Open hanjoonwon opened 7 months ago
It's generally tricky to get something like 'the most accurate mask' since that's subjective. Taken very literally, you could modify the amg code, right after line 221:
masks = generator.generate(image)
masks = [max(masks, key = lambda m: m["predicted_iou"])]
Which should give you a single mask with the highest IoU prediction (and therefore the one considered 'most accurate' by the model itself). However, this may not match with your idea of which mask is best/most accurate. If you're specifically looking for foreground elements, then you may prefer the largest mask, which you can get by changing the code to something like:
masks = generator.generate(image)
masks = [max(masks, key = lambda m: m["area"])]

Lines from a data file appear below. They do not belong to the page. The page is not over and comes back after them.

PR #928, opened 2023-03-30
MM-51310 Implement OAuth2 Authentication

srkgupta:
#### Summary
This PR implements the OAuth2 authentication in the Jira Plugin. 

#### Ticket Link
Fixes https://mattermost.atlassian.net/browse/MM-51310

#### Screenshots

**Install OAuth2 using setup flow**
Whenever the system admin runs the command `/jira setup`, the setup flow to configure OAuth2 client would look something like this:

Screenshot 2023-04-25 at 12 23 20 PM

Screenshot 2023-04-25 at 12 23 39 PM

Screenshot 2023-04-17 at 4 33 06 PM

Screenshot 2023-04-17 at 4 34 06 PM


m1lt0n (changes requested):
Nice one @srkgupta ! One comment only: I suggest having telemetry for the cloud-oauth flow in the same manner we have it for the rest of the setup steps in `setup_flow`

srkgupta:
Thanks @m1lt0n. Added the telemetry events now in setup_flow for OAuth2 events.

server/setup_flow.go
```diff
@@ -311,6 +325,67 @@ func (p *Plugin) stepCloudUploadApp() flow.Step {
...
+	return flow.NewStep(stepCloudOAuthConfigure).
+		WithPretext("##### :white_check_mark: Step 2(a): Register an OAuth 2.0 Application in Jira").
+		WithText(fmt.Sprintf("Complete the following steps, then come back here to select **Configure**.\n\n"+
+			"1. Follow [these instructions](https://developer.atlassian.com/cloud/confluence/oauth-2-3lo-apps/#enabling-oauth-2-0--3lo-) to register an OAuth 2.0 application in Jira.\n"+
+			"2. Set the following values:\n"+
+			"	- Name: `Mattermost Jira Plugin - <your company name>`\n"+
+			"3. Select **Permissions** in the left menu. Next to the JIRA API, select **Add**\n"+
+			"4. Then select **Configure** and ensure following scopes are selected:\n"+
+			"   - Scopes: `%s`\n"+
+			"3. Copy the **Client ID** and **Secret** from the registered 0Auth Application's **Settings** page and keep it handy.\n", JiraScopes)).
```
mickmister, line 338:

Again though, this may not match up with your preferences.
For 52 images, I think it would only take a few minutes to manually generate good masks by giving box/point prompts (as opposed to using the automatic mask generator) using a UI (like this one? I haven't actually tried it, but it looks like it could work).
If it needs to be automated, then it might be better to try something like grounded SAM, which let's you provide a text prompt to specify what you want segmented. Or otherwise, for foreground stuff specifically, maybe using a depth-prediction model like MiDas or Zoe (and thresholding the depth map to only get elements 'close to camera') could work?
I want to use this script: python scripts/amg.py --checkpoint /home/joonwon/segment-anything/checkpoint/sam_vit_h_4b8939.pth --model-type vit_h I want to get foreground mask for my 52 images, but when I run the existing code on my ubuntu anaconda, it generates too many masks and it is hard to combine them into one. How can I get the most accurate one mask per image?